[[ RECORDS SHOWN open ]]
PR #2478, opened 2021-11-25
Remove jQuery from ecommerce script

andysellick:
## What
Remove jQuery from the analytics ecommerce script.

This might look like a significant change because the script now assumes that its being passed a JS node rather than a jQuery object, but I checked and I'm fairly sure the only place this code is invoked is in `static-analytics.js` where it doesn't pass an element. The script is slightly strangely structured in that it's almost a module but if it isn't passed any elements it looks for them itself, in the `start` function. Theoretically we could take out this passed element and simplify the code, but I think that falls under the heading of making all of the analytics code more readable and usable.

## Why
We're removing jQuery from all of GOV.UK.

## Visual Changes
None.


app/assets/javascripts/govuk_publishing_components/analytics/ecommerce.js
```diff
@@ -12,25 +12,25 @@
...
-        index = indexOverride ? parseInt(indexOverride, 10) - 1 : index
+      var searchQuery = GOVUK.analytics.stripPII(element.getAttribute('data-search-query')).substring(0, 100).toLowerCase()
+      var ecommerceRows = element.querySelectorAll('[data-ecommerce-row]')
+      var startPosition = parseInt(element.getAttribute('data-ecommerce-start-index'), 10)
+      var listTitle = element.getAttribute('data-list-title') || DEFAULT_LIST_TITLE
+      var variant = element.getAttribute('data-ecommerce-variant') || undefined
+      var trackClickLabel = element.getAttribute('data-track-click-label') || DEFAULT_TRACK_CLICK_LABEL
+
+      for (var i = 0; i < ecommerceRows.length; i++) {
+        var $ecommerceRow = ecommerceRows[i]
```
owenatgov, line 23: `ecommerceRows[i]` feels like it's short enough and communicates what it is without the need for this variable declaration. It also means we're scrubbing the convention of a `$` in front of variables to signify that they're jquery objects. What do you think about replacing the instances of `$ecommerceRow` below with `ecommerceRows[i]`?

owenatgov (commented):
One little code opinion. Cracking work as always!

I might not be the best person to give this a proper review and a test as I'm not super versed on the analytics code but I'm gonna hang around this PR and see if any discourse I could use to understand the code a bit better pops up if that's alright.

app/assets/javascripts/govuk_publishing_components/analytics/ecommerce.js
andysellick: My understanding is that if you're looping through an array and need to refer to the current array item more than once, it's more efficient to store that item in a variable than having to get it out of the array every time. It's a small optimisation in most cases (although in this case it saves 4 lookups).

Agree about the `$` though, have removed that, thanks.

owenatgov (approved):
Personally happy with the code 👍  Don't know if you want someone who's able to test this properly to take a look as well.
[[ RECORDS SHOWN closed ]]
• [HOW TO COMPLETE THIS TASK]:
Which lines above include the word "with"? Show each one.

• [COMPLETED EXERCISE]:
owenatgov, line 23: `ecommerceRows[i]` feels like it's short enough and communicates what it is without the need for this variable declaration. It also means we're scrubbing the convention of a `$` in front of variables to signify that they're jquery objects. What do you think about replacing the instances of `$ecommerceRow` below with `ecommerceRows[i]`?
Personally happy with the code 👍  Don't know if you want someone who's able to test this properly to take a look as well.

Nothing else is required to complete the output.